# Oneway 2436



## welcon (Dec 3, 2012)

Well this year Santa came early and delivered my new lathe. Was a little heavy to muscle around and get it off the pallet but thanks to the wheel kit and a little blocking I managed. It arrived around one week after they shipped it from Stratford Ontario to Prince George BC with no damage. Will be pretty happy to give it a try.


----------



## 000 (Dec 9, 2015)

Congrats, that looks like a nice piece of equipment!


----------



## AandCstyle (Mar 21, 2012)

Steve, congratulations!

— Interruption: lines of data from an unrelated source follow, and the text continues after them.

PR #2195, opened 2026-07-15
cmake: Do path calculation in CMake as opposed to Kconfig

nordicjm:
These Kconfigs should not have been added to begin with. This is not optimal and can be improved by making a common function in a future task

manifest-pr-skip

### DIFF
--- a/softdevice_controller/CMakeLists.txt
+++ b/softdevice_controller/CMakeLists.txt
@@ -4,30 +4,71 @@
 # SPDX-License-Identifier: LicenseRef-Nordic-5-Clause
 #
 
-if (CONFIG_BT_LL_SOFTDEVICE_HEADERS_INCLUDE AND NOT CONFIG_BT_LL_SOFTDEVICE_HEADERS_INCLUDE_PATH_OVERRIDE)
+if(CONFIG_BT_LL_SOFTDEVICE_HEADERS_INCLUDE AND NOT CONFIG_BT_LL_SOFTDEVICE_HEADERS_INCLUDE_PATH_OVERRIDE)
   zephyr_include_directories(include)
 endif()
 
 if(CONFIG_BT_LL_SOFTDEVICE AND CONFIG_BT_LL_SOFTDEVICE_BUILD_TYPE_LIB)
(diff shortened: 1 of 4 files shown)


softdevice_controller/CMakeLists.txt
```diff
@@ -4,30 +4,69 @@
...
 
-  set(SOFTDEVICE_CONTROLLER_LIB
-    ${SOFTDEVICE_CONTROLLER_LIB_DIR}/libsoftdevice_controller_${softdevice_controller_variant}.a)
-
-  if(NOT EXISTS ${SOFTDEVICE_CONTROLLER_LIB})
-    message(FATAL_ERROR "This combination of SoC and floating point ABI is not"
-      "supported by the SoftDevice Controller lib.")
+  if(EXISTS ${lib_dir_path})
+    zephyr_link_libraries(${lib_dir_path})
+  elseif(CONFIG_SOC_SERIES_BSIM_NRFXX OR CONFIG_SOC_SERIES_NRF52 OR
```
rugeGerritsen: Use HAS_BT_LL_SOFTDEVICE_SUPPORT instead?

softdevice_controller/CMakeLists.txt
```diff
@@ -4,30 +4,69 @@
...
+    CONFIG_SOC_COMPATIBLE_NRF5340_CPUNET OR CONFIG_SOC_NRF54H20_CPURAD OR
+    CONFIG_SOC_SERIES_NRF54L OR CONFIG_SOC_SERIES_NRF71
+  )
+    message(FATAL_ERROR "This combination of SoC and floating point ABI is not "
+      "supported by the SoftDevice Controller lib."
+    )
   endif()
```
rugeGerritsen, line 73: Make error condition more verbose?
```suggestion
  else()
     message(FATAL_ERROR "Missing library file")
  endif()
```

nordicjm: done

rugeGerritsen (approved):
Since the commit message mentions "These Kconfigs should not have been added to begin with", it would be nice if you could point towards where a style guide or similar mentions this

nordicjm:
> Since the commit message mentions "These Kconfigs should not have been added to begin with", it would be nice if you could point towards where a style guide or similar mentions this

They are not configurable, so there was no reason to put them into Kconfig, why would a user change this (they can't but the point still stands)

carlescufi (approved):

I'm not sure which is bigger, your smile or the lathe. haha


----------



## Wildwood (Jul 22, 2012)

Congratulations Steve, one of the best lathes around!

Good luck with it!


----------



## wapakfred (Jul 29, 2011)

Congrats, very nice lathe!


----------



## JoeinGa (Nov 26, 2012)

NICE! Color me jealous !


----------



## GR8HUNTER (Jun 13, 2016)

GREEN MAN says GRATZ …... A very nice professional Lathe. : )


----------



## UncannyValleyWoods (Apr 18, 2013)

I can feel those Canadian trees quivering in terror from here.


----------



## Leovanderloo (Apr 28, 2016)

Hé Steve congratulations on Thé Besrt lathe ever, imitated, but never equated )

Happy turning !!


----------



## loiblb (Jul 6, 2015)

We will need a review.
I may never own one but I can dream about finding one under the tree.


----------



## MikeTurner (Jun 30, 2012)

Nice lathe! Steve!! You must have been really good this yr! Enjoy it!!!


----------



## Woodbum (Jan 3, 2010)

WOW! You, my friend are living my dream. Congrats!


----------